If however you plan to use it for other projects in the future and can wait I'd check Craig's list. I picked up a DeWALT 733 for a 100.00 and a Ridgid 1300 for 150.00. I use the DeWALT for rough planing and the Ridgid for finish planing.


----------



## CharleyL (Feb 28, 2009)

Have you dismantled the deck yet? A pressure washer and some deck cleaner will strip the old gray moldy looking color off without removing the deck boards. You can then let it dry and then apply deck sealer or other deck finish. If you have any rough areas, a sander with 60 grit paper will usually clean up these spots.

Charley


----------



## Phil P (Jul 25, 2010)

Belyt sander would be a better approach IMHO. It would allow you to do the work in situ

Regards

Phil


----------



## stuartwatson (Jun 13, 2011)

Hi jim 
sounds like a good belt sander would do the job as is mate 
hope goes well 
stuart 
england


----------



## bobj3 (Jan 17, 2006)

Hi

I will 2nd Charley post,,dismantled is a PITA a good pressure washer will do the trick,,not say anything about getting the screws/nails out or sanding off the heads by doing it the sanding way..

======



CharleyL said:


> Have you dismantled the deck yet? A pressure washer and some deck cleaner will strip the old gray moldy looking color off without removing the deck boards. You can then let it dry and then apply deck sealer or other deck finish. If you have any rough areas, a sander with 60 grit paper will usually clean up these spots.
> 
> Charley


----------



## AxlMyk (Jun 13, 2006)

I've thought of planing my deck wood also. As said, it would be a real PITA, but it is doable. I think a floor model planer such as a Powermatic would be the best to use. A bench/portable would do it, but expect to do a knife change when done. Especially if there is any dirt in the wood.

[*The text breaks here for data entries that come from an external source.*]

PR #1667, opened 2022-07-06
Prevent multiple simultaneous submits

### LINKED ISSUE #1656: Banner asking to save/update entry does not close anymore
## Overview

Since the last update of the Browser extension, every time you log in on a site typing your user name and password, the banner that asks whether to save/update the entry appears, but when you click for example on the *Dismiss* button, nothing happens, the banner does not go away.

I opened the developer tools to see whether an JS exception is raised when you click on the button, but no error message is displayed.

It seems that the problem is that the banner itself cannot be closed. Just for testing purposes, I clicked on the *New* button of the banner and the entry was added on my password file, the green notification that a new entry was stored also appeared. However the banner remains in place. I have to press F5 to get rid of the banner.

## Expected Behavior

The banner should go away after clicking any button

## Current Behavior
The banner does not go away

1. Go to  a page that requires login
2. Enter your user name & password
3. Click on any of the buttons (for example the *Dismiss* button)

## Debug info

KeePassXC - `2.7.1`  
KeePassXC-Browser - `1.8.0`  
Operating system: GNU/Linux  
Browser:
  - GNU/Linux on Google chrome Version 102.0.5005.115 (Official Build) (64-bit)
  - GNU/Linux on Firefox 91.10.0esr (64-bit)

**NOTE** the behaviour is present on both browsers that I tested.

varjolintu:
With some pages the extension detects both form submit and a submit button. When submit happens, two Credential Banner are created to DOM at the same time, and there's no reliable way to destroy them. The banner cannot be closed and stays on the page unless it's reloaded.

The bug can be reproduced every time when filling credentials to the login fields and pressing Sign On:
https://home.cards.citidirect.com/CommercialCard/login

Fixes #1656.

### DIFF
--- a/keepassxc-browser/content/form.js
+++ b/keepassxc-browser/content/form.js
@@ -7,6 +7,7 @@
 const kpxcForm = {};
 kpxcForm.formButtonQuery = 'button[type=button], button[type=submit], input[type=button], input[type=submit], button:not([type]), div[role=button]';
 kpxcForm.savedForms = [];
+kpxcForm.submitTriggered = false;
 
 // Returns true if form has been already saved
 kpxcForm.formIdentified = function(form) {
@@ -116,6 +117,13 @@ kpxcForm.onSubmit = async function(e) {
         return;
     }
 
+    // Prevent multiple simultaneous submits
+    if (!kpxcForm.submitTriggered) {
+        kpxcForm.submitTriggered = true;
+    } else {
+        return;
+    }
+
     const searchForm = f => {
         if (f.nodeName === 'FORM') {
             return f;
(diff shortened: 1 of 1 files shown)


keepassxc-browser/content/form.js
```diff
@@ -116,6 +117,13 @@ kpxcForm.onSubmit = async function(e) {
         return;
     }
 
+    // Prevent multiple simultaneous submits
+    if (!kpxcForm.submitTriggered) {
+        kpxcForm.submitTriggered = true;
+    } else {
+        return;
+    }
```
droidmonkey, line 125: This would be easier to understand as:

```
if (kpxcForm.submitTriggered) {
    return;
}

kpxcForm.submitTriggered = true;
```

droidmonkey (approved):

PR #1700, opened 2022-08-21
Allow autofill configuration on a per-credential basis

b73f9:
Hey, 
I want to add this small bit functionality to allow configuring auto-fill on a per-credential basis. 
Tested it locally and works as expected. This is using the KPH-prefixed advanced fields which is a but ugly, but it works pretty well to make the parameter easily syncable across multiple devices sharing a single db.

### DIFF
--- a/keepassxc-browser/content/keepassxc-browser.js
+++ b/keepassxc-browser/content/keepassxc-browser.js
@@ -446,10 +446,19 @@ kpxc.prepareCredentials = async function() {
         logDebug('Error: No combination found.');
         return;
     }
-
-    if (kpxc.settings.autoFillSingleEntry && kpxc.credentials.length === 1) {
-        kpxcFill.fillFromAutofill();
-        return;
+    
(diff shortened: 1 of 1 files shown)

A pressure washer works, but not if you use high pressure. That digs out soft wood and leaves a mess.

We used 1 cup vinegar, 1 cup Arm and Hammer washing soda, and a gallon of water to scrub the deck with a brush. Wow, did that do a good job.


----------



## bobj3 (Jan 17, 2006)

Hi Mike

The washer I have (2500 lbs.psi ) it came with many tips, you can use it to wash the car or take the paint off the car..  I have one tip that will cut concrete.....so to say they must be used with care.. last week my son used it to clean off a motor and I said take care, it will take the skin right off your hand and it did.. 




===


----------



## Phil P (Jul 25, 2010)

bobj3 said:


> not say anything about getting the screws/nails out or sanding off the heads by doing it the sanding way..


Well, Bob, I was assuming that the heads would be down in the grooves :blink:. Round here it is so wet that plain decking boards are downright dangerous after the winter, so everyone installs the grooved variety. I was also making the assumption that these boards had gone beyond the pressure wash stage.......... 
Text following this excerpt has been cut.